PR #351, opened 2022-12-14
Optimal buffer sizes for Softnet socket

fkorotkov:


fkorotkov:
@edigaryev how did you come up with the 1Mb buffer size? Do you think we need to change it as well?

edigaryev (approved):

edigaryev (approved):

PR #354, opened 2022-12-15
Report pull metrics to Sentry

fkorotkov:


Sources/tart/Root.swift
```diff
@@ -39,6 +39,14 @@ struct Root: AsyncParsableCommand {
       SentrySDK.start { options in
         options.dsn = dsn
         options.releaseName = CI.release
+        options.tracesSampleRate = 1.0
+
+        // By default only 5XX are captured
+        // Let's capture everything but 401 (unauthorized)
+        options.failedRequestStatusCodes = [
```
edigaryev, line 46: Should we also set `enableCaptureFailedRequests` for this to work?

fkorotkov: I think it's on by default but can certainly explicitly add it. 👌

Sources/tart/Commands/Prune.swift
```diff
@@ -103,5 +104,7 @@ struct Prune: AsyncParsableCommand {
     }
 
     puppy.info("reclaimed \(cacheReclaimedBytes) bytes")
+
+    SentrySDK.span?.setMeasurement(name: "gc_disk_reclaimed", value: cacheReclaimedBytes as NSNumber, unit: MeasurementUnitInformation.byte);
```
edigaryev, line 108: I think you need to [bind the transaction to scope](https://docs.sentry.io/platforms/apple/performance/instrumentation/custom-instrumentation/#create-transaction-bound-to-the-current-scope) the first, in order for the `SentrySDK.span` to work.

fkorotkov: My bad. I saw the documentation and though it's binded by default. 😪 Good catch!

edigaryev (dismissed):

edigaryev (dismissed):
——
* Aim of the exercise: Write out a verbatim copy of the data, beginning with its first line and ending with the line that contains "Sources/tart/Root.swift".

* Exercise result:
PR #351, opened 2022-12-14
Optimal buffer sizes for Softnet socket

fkorotkov:


fkorotkov:
@edigaryev how did you come up with the 1Mb buffer size? Do you think we need to change it as well?

edigaryev (approved):

edigaryev (approved):

PR #354, opened 2022-12-15
Report pull metrics to Sentry

fkorotkov:


Sources/tart/Root.swift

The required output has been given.